[Data records]
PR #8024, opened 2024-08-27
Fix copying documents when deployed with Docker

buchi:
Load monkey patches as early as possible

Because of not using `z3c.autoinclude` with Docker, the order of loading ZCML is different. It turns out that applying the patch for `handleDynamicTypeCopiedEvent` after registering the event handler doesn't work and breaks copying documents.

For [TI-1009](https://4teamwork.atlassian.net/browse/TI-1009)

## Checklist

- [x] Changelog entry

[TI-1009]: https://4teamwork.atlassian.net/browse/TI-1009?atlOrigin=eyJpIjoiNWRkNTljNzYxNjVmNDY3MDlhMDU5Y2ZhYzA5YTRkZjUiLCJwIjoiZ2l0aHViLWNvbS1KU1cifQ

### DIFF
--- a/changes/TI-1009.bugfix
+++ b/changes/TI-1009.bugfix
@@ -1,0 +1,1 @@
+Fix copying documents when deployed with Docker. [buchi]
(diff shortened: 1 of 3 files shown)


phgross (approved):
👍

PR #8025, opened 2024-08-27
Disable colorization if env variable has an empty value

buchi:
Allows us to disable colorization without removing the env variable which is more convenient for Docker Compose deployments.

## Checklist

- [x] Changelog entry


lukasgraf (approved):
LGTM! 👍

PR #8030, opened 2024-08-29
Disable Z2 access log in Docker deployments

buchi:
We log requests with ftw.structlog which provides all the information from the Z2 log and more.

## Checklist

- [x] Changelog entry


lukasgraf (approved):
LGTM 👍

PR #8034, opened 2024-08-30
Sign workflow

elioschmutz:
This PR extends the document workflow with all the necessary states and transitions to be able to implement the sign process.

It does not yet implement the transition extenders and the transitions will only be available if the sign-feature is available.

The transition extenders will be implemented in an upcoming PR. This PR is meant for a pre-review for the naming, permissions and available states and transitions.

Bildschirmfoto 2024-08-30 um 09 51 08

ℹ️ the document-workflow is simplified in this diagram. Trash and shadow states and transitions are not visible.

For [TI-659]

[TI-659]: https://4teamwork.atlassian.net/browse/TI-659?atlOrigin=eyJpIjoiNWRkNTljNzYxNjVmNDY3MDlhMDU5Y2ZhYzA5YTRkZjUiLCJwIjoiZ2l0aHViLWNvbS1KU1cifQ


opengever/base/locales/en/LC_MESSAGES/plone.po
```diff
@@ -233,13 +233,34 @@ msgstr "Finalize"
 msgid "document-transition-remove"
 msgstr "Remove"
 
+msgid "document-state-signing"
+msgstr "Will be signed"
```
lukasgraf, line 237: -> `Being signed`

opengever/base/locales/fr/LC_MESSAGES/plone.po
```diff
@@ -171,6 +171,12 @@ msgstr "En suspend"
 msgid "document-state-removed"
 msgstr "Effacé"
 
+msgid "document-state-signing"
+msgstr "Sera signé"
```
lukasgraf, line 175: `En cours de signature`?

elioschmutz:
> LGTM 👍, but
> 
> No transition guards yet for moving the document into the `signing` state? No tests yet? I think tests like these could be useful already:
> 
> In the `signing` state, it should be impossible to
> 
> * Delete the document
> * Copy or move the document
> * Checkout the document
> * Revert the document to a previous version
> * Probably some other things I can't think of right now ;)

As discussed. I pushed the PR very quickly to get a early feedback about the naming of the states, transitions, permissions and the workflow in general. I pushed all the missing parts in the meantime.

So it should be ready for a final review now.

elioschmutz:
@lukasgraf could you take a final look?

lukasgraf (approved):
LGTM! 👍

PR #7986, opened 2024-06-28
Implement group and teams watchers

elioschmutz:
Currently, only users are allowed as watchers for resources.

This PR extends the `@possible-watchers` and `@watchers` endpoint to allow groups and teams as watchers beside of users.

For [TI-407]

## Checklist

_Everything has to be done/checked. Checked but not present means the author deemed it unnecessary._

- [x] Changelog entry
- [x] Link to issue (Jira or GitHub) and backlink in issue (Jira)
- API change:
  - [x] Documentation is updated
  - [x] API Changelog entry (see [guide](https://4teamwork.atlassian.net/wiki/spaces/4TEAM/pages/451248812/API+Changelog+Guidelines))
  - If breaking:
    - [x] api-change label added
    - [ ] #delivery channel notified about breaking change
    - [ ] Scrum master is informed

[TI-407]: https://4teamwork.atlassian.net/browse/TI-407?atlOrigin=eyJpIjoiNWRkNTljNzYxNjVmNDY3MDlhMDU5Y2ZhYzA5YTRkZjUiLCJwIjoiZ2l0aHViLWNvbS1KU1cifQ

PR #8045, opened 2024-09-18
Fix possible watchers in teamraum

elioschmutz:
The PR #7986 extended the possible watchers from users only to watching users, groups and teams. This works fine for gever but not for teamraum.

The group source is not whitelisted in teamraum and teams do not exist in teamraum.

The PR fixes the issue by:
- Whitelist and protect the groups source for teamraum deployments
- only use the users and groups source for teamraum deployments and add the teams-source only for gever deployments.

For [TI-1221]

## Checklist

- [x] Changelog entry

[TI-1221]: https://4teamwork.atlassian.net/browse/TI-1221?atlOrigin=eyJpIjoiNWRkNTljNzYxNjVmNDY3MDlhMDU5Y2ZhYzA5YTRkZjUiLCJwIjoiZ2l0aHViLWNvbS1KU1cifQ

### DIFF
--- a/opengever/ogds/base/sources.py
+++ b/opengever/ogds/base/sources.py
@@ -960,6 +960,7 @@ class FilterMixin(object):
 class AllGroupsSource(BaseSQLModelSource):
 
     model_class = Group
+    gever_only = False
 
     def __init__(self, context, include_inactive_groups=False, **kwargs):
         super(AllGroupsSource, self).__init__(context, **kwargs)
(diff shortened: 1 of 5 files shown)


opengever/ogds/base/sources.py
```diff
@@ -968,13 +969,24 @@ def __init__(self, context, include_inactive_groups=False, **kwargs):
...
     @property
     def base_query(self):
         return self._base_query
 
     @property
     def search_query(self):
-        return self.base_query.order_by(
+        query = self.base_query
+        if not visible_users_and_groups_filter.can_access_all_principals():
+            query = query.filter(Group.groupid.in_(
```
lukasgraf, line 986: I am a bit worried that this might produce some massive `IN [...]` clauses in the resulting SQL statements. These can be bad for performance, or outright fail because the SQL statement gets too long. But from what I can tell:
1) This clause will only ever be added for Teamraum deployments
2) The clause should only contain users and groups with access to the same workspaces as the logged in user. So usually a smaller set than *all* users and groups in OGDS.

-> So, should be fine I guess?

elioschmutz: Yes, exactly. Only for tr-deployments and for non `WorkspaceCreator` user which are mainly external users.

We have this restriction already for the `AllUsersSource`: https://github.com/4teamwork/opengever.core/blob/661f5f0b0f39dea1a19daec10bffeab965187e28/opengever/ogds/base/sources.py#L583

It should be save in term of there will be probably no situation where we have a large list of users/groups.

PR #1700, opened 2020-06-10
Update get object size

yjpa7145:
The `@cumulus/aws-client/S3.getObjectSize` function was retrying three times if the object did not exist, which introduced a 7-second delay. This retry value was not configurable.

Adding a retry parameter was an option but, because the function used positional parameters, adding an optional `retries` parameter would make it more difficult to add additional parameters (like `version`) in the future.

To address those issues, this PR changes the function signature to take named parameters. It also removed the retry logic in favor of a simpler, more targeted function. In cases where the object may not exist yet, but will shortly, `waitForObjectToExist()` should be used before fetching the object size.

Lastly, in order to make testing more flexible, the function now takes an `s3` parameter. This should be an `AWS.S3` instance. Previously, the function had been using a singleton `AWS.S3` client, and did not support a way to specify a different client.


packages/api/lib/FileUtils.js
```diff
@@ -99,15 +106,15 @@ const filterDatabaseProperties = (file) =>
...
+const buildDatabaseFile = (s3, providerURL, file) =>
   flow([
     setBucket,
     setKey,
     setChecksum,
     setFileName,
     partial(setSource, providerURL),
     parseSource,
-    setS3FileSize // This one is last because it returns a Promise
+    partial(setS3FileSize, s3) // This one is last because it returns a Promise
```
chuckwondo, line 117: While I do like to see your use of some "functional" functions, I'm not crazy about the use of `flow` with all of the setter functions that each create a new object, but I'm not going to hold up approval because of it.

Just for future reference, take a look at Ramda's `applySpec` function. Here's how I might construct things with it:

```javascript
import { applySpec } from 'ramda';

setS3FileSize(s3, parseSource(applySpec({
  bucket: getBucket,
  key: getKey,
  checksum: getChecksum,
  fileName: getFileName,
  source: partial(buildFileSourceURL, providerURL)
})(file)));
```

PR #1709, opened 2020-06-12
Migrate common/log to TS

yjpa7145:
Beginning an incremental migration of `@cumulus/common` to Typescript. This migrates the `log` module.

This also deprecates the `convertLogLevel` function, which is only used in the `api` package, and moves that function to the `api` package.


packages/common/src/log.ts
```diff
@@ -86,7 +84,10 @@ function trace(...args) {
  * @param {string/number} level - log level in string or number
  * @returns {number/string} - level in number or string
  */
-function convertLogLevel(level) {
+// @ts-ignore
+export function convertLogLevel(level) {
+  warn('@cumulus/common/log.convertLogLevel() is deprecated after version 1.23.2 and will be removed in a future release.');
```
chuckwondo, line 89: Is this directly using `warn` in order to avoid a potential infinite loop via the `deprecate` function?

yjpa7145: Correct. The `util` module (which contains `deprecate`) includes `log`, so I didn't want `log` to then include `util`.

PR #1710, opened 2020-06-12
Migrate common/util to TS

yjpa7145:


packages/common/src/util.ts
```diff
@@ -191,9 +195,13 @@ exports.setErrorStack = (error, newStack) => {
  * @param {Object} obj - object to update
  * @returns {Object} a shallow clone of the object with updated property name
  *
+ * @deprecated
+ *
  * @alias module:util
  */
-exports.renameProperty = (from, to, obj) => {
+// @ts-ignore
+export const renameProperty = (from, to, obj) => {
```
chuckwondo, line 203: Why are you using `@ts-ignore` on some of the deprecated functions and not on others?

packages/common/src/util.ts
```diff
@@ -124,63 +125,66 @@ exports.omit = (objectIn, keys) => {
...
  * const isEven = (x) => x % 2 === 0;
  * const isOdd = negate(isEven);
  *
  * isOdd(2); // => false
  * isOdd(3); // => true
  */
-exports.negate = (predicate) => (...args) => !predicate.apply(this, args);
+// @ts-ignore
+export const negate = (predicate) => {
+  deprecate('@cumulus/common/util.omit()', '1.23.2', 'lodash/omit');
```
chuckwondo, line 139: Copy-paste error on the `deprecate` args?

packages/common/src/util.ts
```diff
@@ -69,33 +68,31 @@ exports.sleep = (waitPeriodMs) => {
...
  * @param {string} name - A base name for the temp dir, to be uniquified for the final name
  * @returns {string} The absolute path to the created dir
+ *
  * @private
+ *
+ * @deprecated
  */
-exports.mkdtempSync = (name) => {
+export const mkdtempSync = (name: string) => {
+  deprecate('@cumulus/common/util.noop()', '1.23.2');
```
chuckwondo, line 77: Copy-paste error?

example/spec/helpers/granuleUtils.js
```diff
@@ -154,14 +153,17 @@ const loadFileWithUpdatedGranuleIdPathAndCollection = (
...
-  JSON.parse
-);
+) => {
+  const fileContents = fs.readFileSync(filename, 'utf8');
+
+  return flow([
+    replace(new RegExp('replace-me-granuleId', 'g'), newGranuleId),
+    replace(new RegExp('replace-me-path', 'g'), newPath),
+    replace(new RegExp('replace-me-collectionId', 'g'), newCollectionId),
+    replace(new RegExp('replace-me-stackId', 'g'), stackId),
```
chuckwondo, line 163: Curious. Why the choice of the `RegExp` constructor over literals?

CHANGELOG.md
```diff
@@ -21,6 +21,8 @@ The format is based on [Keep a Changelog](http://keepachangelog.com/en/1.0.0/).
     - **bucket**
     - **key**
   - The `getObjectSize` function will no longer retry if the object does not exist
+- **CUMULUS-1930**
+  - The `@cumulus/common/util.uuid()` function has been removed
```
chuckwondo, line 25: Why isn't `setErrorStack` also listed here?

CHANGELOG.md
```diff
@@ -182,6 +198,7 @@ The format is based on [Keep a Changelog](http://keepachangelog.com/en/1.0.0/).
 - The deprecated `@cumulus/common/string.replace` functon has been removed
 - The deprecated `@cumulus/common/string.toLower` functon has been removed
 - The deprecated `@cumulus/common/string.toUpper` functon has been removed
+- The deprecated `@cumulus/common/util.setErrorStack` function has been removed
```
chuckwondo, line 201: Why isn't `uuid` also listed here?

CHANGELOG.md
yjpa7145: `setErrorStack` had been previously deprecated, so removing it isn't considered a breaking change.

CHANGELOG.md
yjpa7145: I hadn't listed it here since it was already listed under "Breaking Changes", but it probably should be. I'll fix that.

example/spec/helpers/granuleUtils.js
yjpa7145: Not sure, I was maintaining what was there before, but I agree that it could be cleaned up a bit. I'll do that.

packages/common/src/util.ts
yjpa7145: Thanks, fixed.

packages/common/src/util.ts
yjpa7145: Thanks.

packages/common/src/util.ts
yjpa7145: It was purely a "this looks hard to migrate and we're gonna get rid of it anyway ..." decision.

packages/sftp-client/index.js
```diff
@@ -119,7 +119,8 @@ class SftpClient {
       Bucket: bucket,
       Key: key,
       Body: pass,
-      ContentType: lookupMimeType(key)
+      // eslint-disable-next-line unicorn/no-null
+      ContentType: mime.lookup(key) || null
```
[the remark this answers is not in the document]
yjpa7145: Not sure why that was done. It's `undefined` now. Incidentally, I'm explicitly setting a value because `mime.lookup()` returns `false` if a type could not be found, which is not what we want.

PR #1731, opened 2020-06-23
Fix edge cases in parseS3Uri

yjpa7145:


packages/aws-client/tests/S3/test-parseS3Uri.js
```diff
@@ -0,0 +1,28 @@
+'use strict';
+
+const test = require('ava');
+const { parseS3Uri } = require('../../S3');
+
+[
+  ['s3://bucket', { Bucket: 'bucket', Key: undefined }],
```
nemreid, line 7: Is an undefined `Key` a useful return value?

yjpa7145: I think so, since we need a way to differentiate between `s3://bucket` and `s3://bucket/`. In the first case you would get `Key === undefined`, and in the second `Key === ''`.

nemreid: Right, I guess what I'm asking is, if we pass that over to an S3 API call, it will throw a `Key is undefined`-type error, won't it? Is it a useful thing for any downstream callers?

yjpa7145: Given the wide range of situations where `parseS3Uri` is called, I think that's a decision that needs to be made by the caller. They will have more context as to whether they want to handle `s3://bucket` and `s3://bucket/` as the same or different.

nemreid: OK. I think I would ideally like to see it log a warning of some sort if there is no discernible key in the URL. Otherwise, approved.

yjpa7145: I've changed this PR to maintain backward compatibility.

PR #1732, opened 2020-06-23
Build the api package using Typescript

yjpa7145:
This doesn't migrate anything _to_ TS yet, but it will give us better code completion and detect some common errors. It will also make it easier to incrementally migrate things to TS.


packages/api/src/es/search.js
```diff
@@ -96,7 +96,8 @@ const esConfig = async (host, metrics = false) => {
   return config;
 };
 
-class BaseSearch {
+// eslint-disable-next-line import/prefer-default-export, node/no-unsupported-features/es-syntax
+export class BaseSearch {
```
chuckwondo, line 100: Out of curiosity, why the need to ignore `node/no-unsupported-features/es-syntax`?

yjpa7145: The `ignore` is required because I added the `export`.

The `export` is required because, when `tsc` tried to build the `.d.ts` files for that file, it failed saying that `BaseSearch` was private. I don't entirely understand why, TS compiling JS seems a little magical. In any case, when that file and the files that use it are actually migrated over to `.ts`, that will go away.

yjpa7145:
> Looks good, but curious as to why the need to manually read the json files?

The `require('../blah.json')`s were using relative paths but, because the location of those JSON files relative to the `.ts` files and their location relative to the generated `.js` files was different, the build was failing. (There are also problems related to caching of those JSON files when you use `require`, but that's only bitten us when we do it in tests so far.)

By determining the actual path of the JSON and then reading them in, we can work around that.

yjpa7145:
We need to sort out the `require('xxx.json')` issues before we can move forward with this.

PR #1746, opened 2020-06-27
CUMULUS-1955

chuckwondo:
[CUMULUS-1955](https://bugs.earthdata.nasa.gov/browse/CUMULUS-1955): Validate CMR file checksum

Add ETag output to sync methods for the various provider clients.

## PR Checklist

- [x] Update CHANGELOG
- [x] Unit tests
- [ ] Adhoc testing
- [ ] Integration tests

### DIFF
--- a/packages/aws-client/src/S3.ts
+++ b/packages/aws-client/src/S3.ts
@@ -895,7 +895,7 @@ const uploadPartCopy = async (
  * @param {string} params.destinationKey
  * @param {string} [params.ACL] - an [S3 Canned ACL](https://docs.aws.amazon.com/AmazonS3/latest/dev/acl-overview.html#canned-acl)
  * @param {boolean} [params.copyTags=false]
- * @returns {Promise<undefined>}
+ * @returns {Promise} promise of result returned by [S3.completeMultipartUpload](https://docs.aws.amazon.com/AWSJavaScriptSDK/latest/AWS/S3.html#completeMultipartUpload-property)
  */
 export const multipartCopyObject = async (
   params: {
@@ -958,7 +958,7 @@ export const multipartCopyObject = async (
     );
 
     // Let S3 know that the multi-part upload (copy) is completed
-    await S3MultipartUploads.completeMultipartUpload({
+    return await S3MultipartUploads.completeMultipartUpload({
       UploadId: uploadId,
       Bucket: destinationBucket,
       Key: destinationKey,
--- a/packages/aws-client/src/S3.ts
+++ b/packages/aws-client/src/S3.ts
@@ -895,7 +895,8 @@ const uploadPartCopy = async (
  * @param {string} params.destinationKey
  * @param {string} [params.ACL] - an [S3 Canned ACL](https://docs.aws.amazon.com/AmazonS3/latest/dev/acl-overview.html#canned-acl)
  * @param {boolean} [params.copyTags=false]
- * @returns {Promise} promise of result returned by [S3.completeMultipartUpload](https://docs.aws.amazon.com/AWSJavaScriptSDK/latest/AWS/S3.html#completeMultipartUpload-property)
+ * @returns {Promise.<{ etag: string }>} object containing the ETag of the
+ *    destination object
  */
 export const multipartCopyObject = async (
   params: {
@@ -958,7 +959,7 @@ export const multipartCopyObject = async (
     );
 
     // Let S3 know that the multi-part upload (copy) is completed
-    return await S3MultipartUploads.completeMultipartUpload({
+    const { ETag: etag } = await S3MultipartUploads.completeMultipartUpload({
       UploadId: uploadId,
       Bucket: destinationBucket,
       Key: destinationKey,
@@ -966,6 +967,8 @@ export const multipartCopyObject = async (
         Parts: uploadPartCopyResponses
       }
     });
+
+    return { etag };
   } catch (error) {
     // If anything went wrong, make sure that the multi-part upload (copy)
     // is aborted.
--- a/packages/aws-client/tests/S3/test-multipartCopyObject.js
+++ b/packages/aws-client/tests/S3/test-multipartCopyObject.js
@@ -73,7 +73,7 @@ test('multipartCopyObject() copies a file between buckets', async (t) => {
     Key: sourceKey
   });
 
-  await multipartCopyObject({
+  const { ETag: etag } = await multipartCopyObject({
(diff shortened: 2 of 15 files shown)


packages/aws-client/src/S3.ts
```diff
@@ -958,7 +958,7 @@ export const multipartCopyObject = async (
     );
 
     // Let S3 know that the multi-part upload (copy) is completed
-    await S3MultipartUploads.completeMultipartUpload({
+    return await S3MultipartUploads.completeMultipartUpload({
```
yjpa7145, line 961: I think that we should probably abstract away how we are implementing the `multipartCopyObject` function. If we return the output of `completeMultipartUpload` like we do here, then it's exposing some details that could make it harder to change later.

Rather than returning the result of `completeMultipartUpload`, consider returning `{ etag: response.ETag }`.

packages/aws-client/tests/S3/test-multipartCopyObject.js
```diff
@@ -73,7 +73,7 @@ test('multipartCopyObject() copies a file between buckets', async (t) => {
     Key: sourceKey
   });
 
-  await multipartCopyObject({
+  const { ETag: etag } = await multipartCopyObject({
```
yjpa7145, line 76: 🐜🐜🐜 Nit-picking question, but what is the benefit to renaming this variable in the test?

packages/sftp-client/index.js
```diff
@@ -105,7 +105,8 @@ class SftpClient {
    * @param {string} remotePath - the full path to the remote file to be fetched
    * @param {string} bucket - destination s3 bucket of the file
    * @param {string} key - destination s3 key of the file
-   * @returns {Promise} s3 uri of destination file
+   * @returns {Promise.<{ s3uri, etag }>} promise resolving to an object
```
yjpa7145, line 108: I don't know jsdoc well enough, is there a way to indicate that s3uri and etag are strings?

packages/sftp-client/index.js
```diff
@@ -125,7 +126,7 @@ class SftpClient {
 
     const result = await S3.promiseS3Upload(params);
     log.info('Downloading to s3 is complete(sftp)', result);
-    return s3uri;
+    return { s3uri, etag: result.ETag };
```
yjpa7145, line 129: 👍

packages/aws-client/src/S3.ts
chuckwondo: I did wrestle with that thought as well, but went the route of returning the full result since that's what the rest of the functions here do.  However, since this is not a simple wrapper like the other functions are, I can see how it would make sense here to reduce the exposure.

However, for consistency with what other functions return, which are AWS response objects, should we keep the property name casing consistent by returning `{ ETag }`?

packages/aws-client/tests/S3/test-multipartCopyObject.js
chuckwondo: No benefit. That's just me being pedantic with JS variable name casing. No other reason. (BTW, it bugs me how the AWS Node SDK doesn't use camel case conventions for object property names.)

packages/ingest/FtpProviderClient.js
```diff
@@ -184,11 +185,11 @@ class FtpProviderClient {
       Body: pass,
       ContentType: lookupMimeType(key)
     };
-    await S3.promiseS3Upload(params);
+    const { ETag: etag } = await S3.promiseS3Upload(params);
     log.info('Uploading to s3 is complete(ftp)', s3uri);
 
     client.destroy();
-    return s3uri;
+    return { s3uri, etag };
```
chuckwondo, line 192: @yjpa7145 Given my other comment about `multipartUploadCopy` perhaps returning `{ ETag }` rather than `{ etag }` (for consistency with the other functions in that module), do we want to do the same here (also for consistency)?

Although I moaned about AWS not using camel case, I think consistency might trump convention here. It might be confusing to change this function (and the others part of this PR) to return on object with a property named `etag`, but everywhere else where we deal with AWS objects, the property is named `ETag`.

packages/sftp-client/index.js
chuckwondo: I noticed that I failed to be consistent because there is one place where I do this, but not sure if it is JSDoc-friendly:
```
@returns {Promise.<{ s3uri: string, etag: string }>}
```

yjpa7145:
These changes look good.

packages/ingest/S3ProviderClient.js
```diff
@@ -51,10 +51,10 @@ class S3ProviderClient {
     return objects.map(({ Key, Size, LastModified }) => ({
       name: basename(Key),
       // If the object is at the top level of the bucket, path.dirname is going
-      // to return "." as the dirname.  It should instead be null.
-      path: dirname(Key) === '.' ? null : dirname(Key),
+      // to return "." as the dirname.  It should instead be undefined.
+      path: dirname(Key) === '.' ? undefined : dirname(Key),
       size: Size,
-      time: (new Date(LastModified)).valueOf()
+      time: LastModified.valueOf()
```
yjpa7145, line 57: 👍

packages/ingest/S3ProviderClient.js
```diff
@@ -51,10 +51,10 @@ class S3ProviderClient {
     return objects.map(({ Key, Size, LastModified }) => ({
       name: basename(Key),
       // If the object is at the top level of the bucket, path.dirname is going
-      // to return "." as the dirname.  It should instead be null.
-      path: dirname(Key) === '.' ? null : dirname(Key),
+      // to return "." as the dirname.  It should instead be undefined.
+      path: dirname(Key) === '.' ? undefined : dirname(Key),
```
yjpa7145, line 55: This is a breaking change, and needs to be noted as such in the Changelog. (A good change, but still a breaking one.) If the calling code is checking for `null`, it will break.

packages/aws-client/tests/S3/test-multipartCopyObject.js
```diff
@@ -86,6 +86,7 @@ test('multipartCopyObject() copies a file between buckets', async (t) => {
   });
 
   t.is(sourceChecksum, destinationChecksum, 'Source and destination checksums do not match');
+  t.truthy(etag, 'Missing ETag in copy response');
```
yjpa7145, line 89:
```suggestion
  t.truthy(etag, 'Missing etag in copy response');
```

*What you need to do*: In the data above, which lines lie between the line with "yjpa7145: Thanks." and the line with "nemreid: Right, I", inclusive? Print those lines exactly and nothing else.

*Solution for this exercise*:
yjpa7145: Thanks.

packages/common/src/util.ts
yjpa7145: It was purely a "this looks hard to migrate and we're gonna get rid of it anyway ..." decision.

packages/sftp-client/index.js
```diff
@@ -119,7 +119,8 @@ class SftpClient {
       Bucket: bucket,
       Key: key,
       Body: pass,
-      ContentType: lookupMimeType(key)
+      // eslint-disable-next-line unicorn/no-null
+      ContentType: mime.lookup(key) || null
```
[the remark this answers is not in the document]
yjpa7145: Not sure why that was done. It's `undefined` now. Incidentally, I'm explicitly setting a value because `mime.lookup()` returns `false` if a type could not be found, which is not what we want.

PR #1731, opened 2020-06-23
Fix edge cases in parseS3Uri

yjpa7145:


packages/aws-client/tests/S3/test-parseS3Uri.js
```diff
@@ -0,0 +1,28 @@
+'use strict';
+
+const test = require('ava');
+const { parseS3Uri } = require('../../S3');
+
+[
+  ['s3://bucket', { Bucket: 'bucket', Key: undefined }],
```
nemreid, line 7: Is an undefined `Key` a useful return value?

yjpa7145: I think so, since we need a way to differentiate between `s3://bucket` and `s3://bucket/`. In the first case you would get `Key === undefined`, and in the second `Key === ''`.

nemreid: Right, I guess what I'm asking is, if we pass that over to an S3 API call, it will throw a `Key is undefined`-type error, won't it? Is it a useful thing for any downstream callers?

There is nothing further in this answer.